DESCRIPTION OF THE TASK> Locate the word "doesn" in the entries below, then gather every line that holds it.

SUPPLIED DATA>
PR #86, opened 2020-07-10
Gk/move template helpers/w 7768345

gkhunger-sf:
* Move all the handlebars helper function that help accessing information from an amf model from commerce-sdk to raml-toolkit
* Create a Handlebars environment and register all the handlebarsAmfHelpers functions
* Set Handlebars environment from handlebarsAmfHelpers as default in Template class 
* Assign specific return types to isTypeDefinition and isAdditionalPropertiesAllowed 
* Add documentation for the new handlebarsAmfHelpers module
* Move all the functions that don't need to be externally exposed in utils.ts
* Add tests for isTypeDefinition function
* Add AMF.init() to validateModel to fix all the unnecessary warnings


package.json
```diff
@@ -153,6 +155,7 @@
     "eslint-config-xo-typescript": "^0.19.0",
     "eslint-plugin-header": "^3.0.0",
     "eslint-plugin-prettier": "^3.1.0",
+    "handlebars-helpers": "^0.10.0",
```
bredmond-sf, line 158: This should be a dependency, not devDep

src/generate/handlebarsAmfHelpers.ts
```diff
@@ -0,0 +1,215 @@
...
+): boolean => {
+  return (
+    ramlTypeDefinition !== undefined &&
+    ramlTypeDefinition.closed !== undefined &&
+    ramlTypeDefinition.closed.value !== undefined &&
+    !ramlTypeDefinition.closed.value()
+  );
+};
+
+const helpers = {
```
bredmond-sf, line 194: I think the cleaner way to do this is just move the handlebars config into its own file. Then you can simply register everything in this file to it (and so can other people). I also prefer having a top-level package export of 'HandlebarsWithAmfHelpers' instead of it being nested inside the helpers export.

src/generate/handlebarsAmfHelpers.ts
```diff
@@ -0,0 +1,215 @@
...
+  getValue,
+  isAdditionalPropertiesAllowed,
+  isOptionalProperty,
+  isRequiredProperty,
+  isTypeDefinition
+};
+
+const handlebars = Handlebars.create();
+// eslint-disable-next-line @typescript-eslint/no-var-requires
+require("handlebars-helpers")({ handlebars }, ["string", "comparison"]);
```
bredmond-sf, line 210: Drop the "string" and "comparison" and just make all the helpers available

src/generate/handlebarsAmfHelpers.ts
bredmond-sf: Also, this appears to just be a list of keys with no values which means that nothing gets registered below :/

src/generate/index.ts
```diff
@@ -8,3 +8,6 @@ export { Api } from "./api";
 export { ApiGroup } from "./apiGroup";
 export { ApiCollection } from "./apiCollection";
 export { Template } from "./template";
+
+import * as handlebarsAmfHelpers from "./handlebarsAmfHelpers";
+export { handlebarsAmfHelpers };
```
bredmond-sf, line 13: I'm curious if we should we should also or instead this include a subpath export? https://nodejs.org/api/esm.html#esm_subpath_exports

package.json
gkhunger-sf: Making it a dependency makes snyk very unhappy. Let me look a little bit into it.

src/generate/handlebarsAmfHelpers.ts
gkhunger-sf: Will move the config to a separate file.

ES6 allows just using values if they have the same names as the keys - https://alligator.io/js/object-property-shorthand-es6/

bredmond-sf: You are right, I always forget that one. But my point is that you don't need the config at all.

test/generate/handlebarsAmfHelpersTestUtils.ts
```diff
@@ -0,0 +1,87 @@
+/*
+ * Copyright (c) 2020, salesforce.com, inc.
+ * All rights reserved.
+ * SPDX-License-Identifier: BSD-3-Clause
+ * For full license text, see the LICENSE file in the repo root or https://opensource.org/licenses/BSD-3-Clause
+ */
+"use strict";
+import { expect } from "chai";
+import _ from "lodash";
```
wjhsf, line 9:
```suggestion
```
lodash is not used in this file.

src/generate/index.ts
gkhunger-sf: @bredmond-sf I didn't exactly use subpath-exports but imported all the functions we want to export in index.ts and exporting everything there. Does it satisfy the concern you had or do you still want me to look into using subpath-exports?

src/generate/handlebarsConfig.ts
```diff
@@ -0,0 +1,18 @@
+/*
+ * Copyright (c) 2020, salesforce.com, inc.
+ * All rights reserved.
+ * SPDX-License-Identifier: BSD-3-Clause
+ * For full license text, see the LICENSE file in the repo root or https://opensource.org/licenses/BSD-3-Clause
+ */
+
+import { getValue } from "./utils";
```
wjhsf, line 8: `getValue` is being used as a helper, so I think it should be exported from the helpers file so that it doesn't need special handling.

src/generate/index.ts
```diff
@@ -9,5 +9,31 @@ export { ApiGroup } from "./apiGroup";
...
+  getRequestPayloadType,
+  getReturnPayloadType,
+  getProperties,
+  isAdditionalPropertiesAllowed,
+  isOptionalProperty,
+  isRequiredProperty,
+  isTypeDefinition
+} from "./handlebarsAmfHelpers";
+import { getValue } from "./utils";
+const handlebarsAmfHelpers = {
```
wjhsf, line 25: Why is this being exported as an object instead of what you had before?

src/lint/index.ts
```diff
@@ -31,6 +32,7 @@ export default class LintCommand extends Command {
 
     const promises = [];
 
+    await AMF.init();
```
wjhsf, line 35: Maybe add a comment explaining why this is here?

src/generate/index.ts
```diff
@@ -8,3 +8,32 @@ export { Api } from "./api";
...
+  getPropertyDataType,
+  getRequestPayloadType,
+  getReturnPayloadType,
+  getProperties,
+  isAdditionalPropertiesAllowed,
+  isOptionalProperty,
+  isRequiredProperty,
+  isTypeDefinition
+} from "./handlebarsAmfHelpers";
+import { getValue } from "./utils";
```
bredmond-sf, line 24: Why not just move getValue to handlebarsAmfHelpers or at least just export it from there? This now gives us another place to update when adding a helper.

src/generate/index.ts
gkhunger-sf: I misinterpreted a comment and went on a completely different route with getValue and all this. Reverting it.

src/generate/handlebarsAmfHelpers.ts
```diff
@@ -0,0 +1,193 @@
...
+): string => {
+  return property && property.encodes
+    ? (property.encodes as model.domain.WebApi).servers[0].url.value()
+    : "";
+};
+
+/**
+ * Checks the node is a type definition.
+ *
+ * @param obj - The node to check
```
monkey-jeff, line 41: docstring doesn't match method definition

src/generate/handlebarsAmfHelpers.ts
```diff
@@ -0,0 +1,193 @@
...
+ *
+ * @returns true if the node is a type definition, false if not
+ */
+export const isTypeDefinition = (
+  cdProperty: model.domain.DomainElement
```
monkey-jeff, line 46: What does cdProperty stand for?

src/generate/handlebarsAmfHelpersGetType.test.ts
```diff
@@ -0,0 +1,274 @@
+/*
```
monkey-jeff, line 1: Why are these tests split out into its own file?

src/generate/utils.ts
```diff
@@ -0,0 +1,272 @@
...
+export const OBJECT_DATA_TYPE = "object";
+export const PRIMITIVE_DATA_TYPE_MAP = {
+  "http://www.w3.org/2001/XMLSchema#string": "string",
+  "http://www.w3.org/2001/XMLSchema#integer": "number",
+  "http://www.w3.org/2001/XMLSchema#double": "number",
+  "http://www.w3.org/2001/XMLSchema#float": "number",
+  "http://www.w3.org/2001/XMLSchema#boolean": "boolean"
+};
+
+export const getPayloadResponses = (
```
monkey-jeff, line 21: No method documentation

src/generate/utils.ts
```diff
@@ -0,0 +1,272 @@
...
+  return okResponses;
+};
+
+/**
+ * Given a payload, extract the types.
+ *
+ * @param payload - Contains schema(s) from which to extract the type(s).
+ * @returns string representation of the datatypes in the payload
+ */
+export const extractTypeFromPayload = (
```
monkey-jeff, line 39: All other methods seem to have the nomenclature of `getFoosBar`  I kind of like `getBarFromFoo`  but this seems to be the only one saying 'extract'

src/generate/handlebarsAmfHelpers.ts
gkhunger-sf: This type was CustomDomainProperty earlier and I changed it to DomainElement later but forgot to change the name. Will change it.

src/generate/handlebarsAmfHelpersGetType.test.ts
gkhunger-sf: Otherwise the file becomes too big, bigger than our current limit of 500 lines.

THE ANSWER>
wjhsf, line 8: `getValue` is being used as a helper, so I think it should be exported from the helpers file so that it doesn't need special handling.
monkey-jeff, line 41: docstring doesn't match method definition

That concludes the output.